A certain type of expert in antiques has the ability to silence a room simply by picking up an object, flipping it over in the light, and scowling. Among them was Michael Baggott. He spent years sitting among the shuffling crowds and trestle tables on “Flog It!” the BBC’s gentle daytime ritual of strangers bringing out heirlooms, and he paid more attention to the silver than most people do to their own families. He passed away in a Birmingham hospital in late January 2025 at the age of 51. After having a stroke in October of last year, the cause was a heart attack.
Strangely, that information about his age is important. He was initially reported to be 65 by a number of sources, but the BBC subsequently stated that he was 51. Once you sit with it, the gap is startling. For a man who still held decades worth of opinions, 51 is a very young age. There’s a slight, uneasy feeling that the early mistakes were part of the whole depressing situation and that the general public hadn’t been paying enough attention.
Like all good stories, his begins with a single item. While still in school, he paid £22 for his first antique, a Chester silver Vesta case one of those tiny boxes used to hold matches. It’s a small, precise detail that tells you nearly everything. The majority of teenagers don’t buy Victorian match holders with their pocket money. Baggott had already left, reading the maker’s faintly stamped intentions, the weight, and the hallmark.
| Information | Detail |
|---|---|
| Full name | Michael Baggott |
| Best known for | Antiques expert on BBC’s Flog It! |
| Profession | Antique silver specialist, author, private consultant |
| Specialism | British silver, boxes, early spoons, provincial & continental silver |
| Age at death | 51 (some outlets first reported 65; later corrected) |
| Death announced | Late January 2025 |
| Cause of death | Heart attack, following a stroke in October 2024 |
| Place of treatment | Good Hope Hospital, Birmingham |
| Earlier career | Christie’s (while a student); head of silver, Sotheby’s Billingshurst |
| Notable books | An Illustrated Guide to York Hallmarks 1776–1858; As Found: A Lifetime in Antiques |
| Reference | ITV News report |
He went a long way with that instinct. While attending college, he worked at Christie’s before running Before going out on his own as a private consultant, he worked for Sotheby’s southern silver department at Billingshurst for four years. He wrote books that were too formal and well-researched, such as a guide to York landmarks that no casual enthusiast would attempt. He wasn’t performing expertly when he joined “Flog It!”. He possessed it.
Furthermore, by all accounts, he was not a man who softened things. Auctioneer Charles Hanson’s tribute, which recalled that Baggott was never afraid to call out an expert who had made a mistake, including Hanson himself, was spot on. In late December, he made his final public post, which was a direct, humorous, and slightly irate critique of a “Antiques Roadshow” valuer who had misdated a piece of silver by four years. After he was gone, he essentially dared everyone to make that error. It’s difficult not to grin at it after experiencing the weight of what followed.

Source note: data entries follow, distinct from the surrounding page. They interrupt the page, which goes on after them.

PR #1540, opened 2015-12-10
RFC : property based tests using jsverify

gilligan:
As mentioned on gitter I would like to look into providing property tests using jsverify (https://github.com/jsverify/jsverify) 

For now this PR only contains a tiny example which tests `R.add` for 

* commutativity
* associativity 
* neutral element 

Writing the tests will in many cases probably not be too hard. I am having more difficulties designating the properties that should hold. I would thus like to ask for some input : What are some functions that you would like to see some properties tested for and which are they. I am happy to implement and then we can see if the outcome is something that can be considered a useful addition to Ramda or not.

### DIFF
--- a/test/add.js
+++ b/test/add.js
@@ -1,5 +1,6 @@
 var R = require('..');
 var eq = require('./shared/eq');
+var jsc = require('jsverify');
 
 
 describe('add', function() {
@@ -10,6 +11,20 @@ describe('add', function() {
   it('is curried', function() {
     var incr = R.add(1);
     eq(incr(42), 43);
+  });
+
+  describe('properties', function() {
+    jsc.property('commutative', 'integer', 'integer', function(a, b) {
+      return R.add(a,b) === R.add(b,a);
+    });
+
+    jsc.property('associative', 'integer', 'integer', 'integer', function(a, b, c) {
+      return R.add(a, R.add(b, c)) === R.add(R.add(a, b), c);
+    });
+
+    jsc.property('identity element', 'integer' , function(a) {
+      return R.add(a, 0) === a && R.add(0, a) === a;
+    });
   });
 
 });
--- a/package.json
+++ b/package.json
@@ -56,6 +56,7 @@
     "eslint": "^1.10.1",
     "handlebars": "3.0.x",
     "js-yaml": "^3.2.5",
+    "jsverify": "^0.7.1",
     "mocha": "2.x.x",
     "q": "^1.1.1",
     "ramda": "0.17.x",
--- a/test/adjust.js
+++ b/test/adjust.js
@@ -1,5 +1,6 @@
 var R = require('..');
 var eq = require('./shared/eq');
+var jsc = require('jsverify');
 
 describe('adjust', function() {
   it('applies the given function to the value at the given index of the supplied array', function() {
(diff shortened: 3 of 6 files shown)


test/add.js
```diff
@@ -1,5 +1,6 @@
 var R = require('..');
 var eq = require('./shared/eq');
+var jsc = require("jsverify");
```
davidchambers: Nit: Single quotes, please. :)

buzzdecafe:
:heart: this idea, would be nice to have some evidence that things behave as we expect

test/add.js
gilligan: Eeek, where did that come from.
Also: i will add an eslint rule for that ;)

CrossEye:
I love the idea as an addition to the more specific testing we do, rather than as a replacement for it.  I've always thought of unit tests serving a dual role: both the obvious one of testing features and the equally important one of serving as additional API guides for users.  So I don't really want to lose the sorts of tests we've been doing.  But done this way as an addition, I think it's fantastic.  I will look around for specific properties to test sometime.  It might not be this coming week, though.  Overseas travel may leave me with more time for this, or less; I can't tell yet.

Very nice!

test/add.js
```diff
@@ -12,4 +13,18 @@ describe('add', function() {
...
+      return R.add(a,b) === R.add(b,a);
+    });
+
+    jsc.property("associative", "integer", "integer", "integer", function (a, b, c) {
+      return R.add(a, R.add(b, c)) === R.add(R.add(a, b), c);
+    });
+
+    jsc.property("neutral element", "integer" , function (a) {
+      return R.add(a, 0) === a;
+    });
```
CrossEye: Probably "identity element" instead.

But also this should either be described here as the "right identity element" with a comparable "left identity element", or they should be combined with something like

```js
  R.add(a, 0) === a && R.add(0, a) === 0;
```

davidchambers:
This is tremendously exciting!

gilligan:
I am currently trying to cover all properties defined by the fantasyland spec followed by functions where the properties appear obvious to me.

gilligan:
I will close this for now since it has been sitting here for way too long and I don't find time to finish it. I should rather create a separate PR later that adds smaller sets of property tests instead of going for "PROPERTY TEST ALL THE THINGS1!1!!" ;-) thanks for the interest.

davidchambers:
I look forward to seeing a smaller pull request at some point. :)

dubzzz:
Hi there,

I wanted to know what was the status of property based testing on **ramda** side.
Are you going to keep it? Are you going to increase its coverage? Or more generally what do you think of it?

Basically my question comes from the fact that more than a year ago **jsverify** owner announced that he stopped the maintenance of the library. Moreover, the most recent commit was done the 6th of September 2019.

As core contributor and author of [**fast-check**](https://github.com/dubzzz/fast-check/) - _the new library to do property based testing in JavaScript_ - I wanted to suggest you a migration to **fast-check**.

Basically I already worked on migrating the tests you had but I was a bit shy to open a PR for that. _By the way, I initially did that to check that **fast-check** was able to answer all the classical needs of pbt._

Would you be interested by such migration?
Code here: https://github.com/ramda/ramda/compare/master...dubzzz:pbt-fast-check

@davidchambers @CrossEye @buzzdecafe

Bradcomp:
We have a number of PBTs in Ramda, but there hasn't been a concerted effort to increase coverage beyond a few explorations. I would welcome any additional ventures into that area.

CrossEye:
Absolutely.  I would love to see some PRs to extend PBTs in JS.  And I'm not fussy about the library we use to do it.  :smile:

dubzzz:
Thanks a lot for your quick answers, I opened a Pull Request related to this topic, see #3095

Since the final chapter was depressing, he decided to write about it himself. He recorded videos for his fans from a bed at Good Hope Hospital, where he had been essentially immobile for five weeks following the stroke. In one, he claimed to have received very little water and to be dying of thirst. He expressed his admiration for the nurses and junior physicians, said they were giving their all to assist, and directed his ire directly at the senior management he said he had never seen. Swallowing after a stroke carries a real risk of choking, so there may have been a clinical reason for the rationed fluids, though this was never made public. Looking back, part of what unnerves me is not knowing.
His grievance wasn’t isolated. With hospitals operating at roughly 96% bed occupancy and England’s top physician cautioning that conditions resembled the worst periods of the pandemic, it arrived in the midst of a harsh NHS winter. According to one report from that month, patients died in A&E without anyone noticing because the staff was just too busy to get to them. Thus, Baggott’s little, private video almost unintentionally became a piece of evidence, giving numbers that most people scroll past a voice and a recognizable face.
Then, for a moment, the situation improved. He returned to the internet a few days after that terrifying video to report that he had finally gotten some water, that Radio 3 was blaring, and that he felt a little happier and more optimistic. He wrote that the road back might begin right now. It didn’t. A few weeks later, he passed away.
The overall shape of the thing is what remains. A boy who fell for a £22 silver box, developed into the kind of connoisseur colleagues referred to as a raconteur and a font of knowledge, and fought a much smaller, more intimate battle in his final weeks than any auction. In order to make room for more recent commissions, “Flog It!” was discontinued in 2018 after being wound down years earlier. The tributes’ tenderness points to something the schedulers overlooked. Baggott wasn’t the only thing people watched. They had faith in him. And that is the rarest thing of all on television.